* Try it:
Filter the entries for the string "below". Copy each line that has it.

• • •

Issue #2220, opened 2023-04-05
Margin and `fr` don't mix well


rodrigogiraoserrao:
**Edit**: original MRE was wrong.
[See the real issue below](https://github.com/Textualize/textual/issues/2220#issuecomment-1497849880)

willmcgugan:
This seems to work as I would expect. A blank line, followed by the lines with text.

What do you get?

rodrigogiraoserrao:
Don't mind me, I got the MRE mixed up.

Real issue: setting margins in widgets inside a container doesn't mix well with also using `fr` in those widgets.

The labels in the MRE below have 3 lines each. Each sets a margin to 1.
We set the outer container to `height: 8`.
Instead of splitting the 8 lines 4-4, the `fr` gives 4 lines to each label and then we need two _extra_ lines for the margins.

What we get:

![gh](https://user-images.githubusercontent.com/5621605/230155062-8eb46416-30f3-4cf6-af41-dd674dcb6049.png)


Expected output:

![gh](https://user-images.githubusercontent.com/5621605/230154950-5526a261-a623-452b-b674-88d119670b9e.png)


 - `margin.css`:

```sass
Container {
    height: 8;
    background: pink;
}

#top {
    background: red;
    margin-top: 1;
    height: 1fr;
}

#bot {
    background: blue;
    margin-bottom: 1;
    height: 1fr;
}
```

 - `margin.py`:

```py
from textual.app import App, ComposeResult
from textual.containers import Container
from textual.widgets import Label


class MyApp(App[None]):
    CSS_PATH = "margin.css"

    def compose(self) -> ComposeResult:
        with Container():
            yield Label("one\ntwo\nthree", id="top")
            yield Label("four\nfive\nsix", id="bot")
```

rodrigogiraoserrao:
I have had all sorts of weird interactions with `margin` in the past. May be related with the above.

willmcgugan:
Awesome, looks like my branch fixes that.

<img width="899" alt="Screenshot 2023-04-05 at 18 38 33" src="https://user-images.githubusercontent.com/554369/230160002-93692840-2acb-4454-8df3-e00cdb5b1da4.png">

PR #2221, opened 2023-04-05
Expanding fr

willmcgugan:
Expand "auto" container if any child has a relative  dimension (`fr` or `%`).

Fix margins not being respected when containers have auto dimensions.

Fixes https://github.com/Textualize/textual/issues/2220


src/textual/css/styles.py
```diff
@@ -384,6 +384,21 @@ def auto_dimensions(self) -> bool:
...
+        return width is not None and width.unit in (
+            Unit.FRACTION,
+            Unit.PERCENT,
+        )
+
+    @property
+    def is_relative_height(self) -> bool:
+        """Does the node have a relative width?"""
+        height = self.height
+        return height is not None and height.unit in (Unit.FRACTION, Unit.PERCENT)
```
rodrigogiraoserrao, line 400: Aren't `w`, `h`, `vh`, and `vw`, relative units too?

src/textual/layouts/horizontal.py
```diff
@@ -23,10 +23,23 @@ def arrange(
         x = max_height = Fraction(0)
         parent_size = parent.outer_size
 
+        child_styles = [child.styles for child in children]
+        box_margins = [styles.margin for styles in child_styles]
```
rodrigogiraoserrao, line 27: Is there any reason you didn't do
`box_margins = [child.styles.margin for child in children]`?

src/textual/layouts/horizontal.py
```diff
@@ -23,10 +23,23 @@ def arrange(
...
+                max(margin1.right, margin2.left)
+                for margin1, margin2 in zip(box_margins, box_margins[1:])
+            )
+            if len(box_margins) > 1:
+                total_margin += box_margins[0].left + box_margins[-1].right
+        else:
+            total_margin = 0
+
         box_models = resolve_box_models(
             [child.styles.width for child in children],
```
rodrigogiraoserrao, line 39: Did you mean to reuse `child_styles` here?

tests/snapshot_tests/snapshot_apps/auto_fr.py
```diff
@@ -0,0 +1,40 @@
...
+        margin: 1 2;    
+        background: $primary;
+    }
+    """
+
+    def compose(self) -> ComposeResult:
+        with Widget(id="container"):
+            yield Label("Hello one line", id="top")
+            yield Widget(id="child")
+            yield Label("Two\nLines with 2x2 margin", id="bottom")
```
rodrigogiraoserrao, line 35: May not be super relevant but the margin set in the CSS is actually 1x2!

rodrigogiraoserrao (commented):
Looking forward to using the new mechanism to handle fr units!

davep (approved):

src/textual/css/styles.py
willmcgugan: `w` and `h` become percent units.

`vh` and `vw` aren't relative to the container, unless the container happens to be screen. Maybe the name could be clarified?

tests/snapshot_tests/snapshot_apps/auto_fr.py
willmcgugan: We spotted

src/textual/layouts/horizontal.py
willmcgugan: Yes, an optimization I forgot to port from horizontal.

src/textual/css/styles.py
rodrigogiraoserrao: A clarification is always welcome, in my opinion.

• • •

* Problem solution:
[See the real issue below](https://github.com/Textualize/textual/issues/2220#issuecomment-1497849880)
The labels in the MRE below have 3 lines each. Each sets a margin to 1.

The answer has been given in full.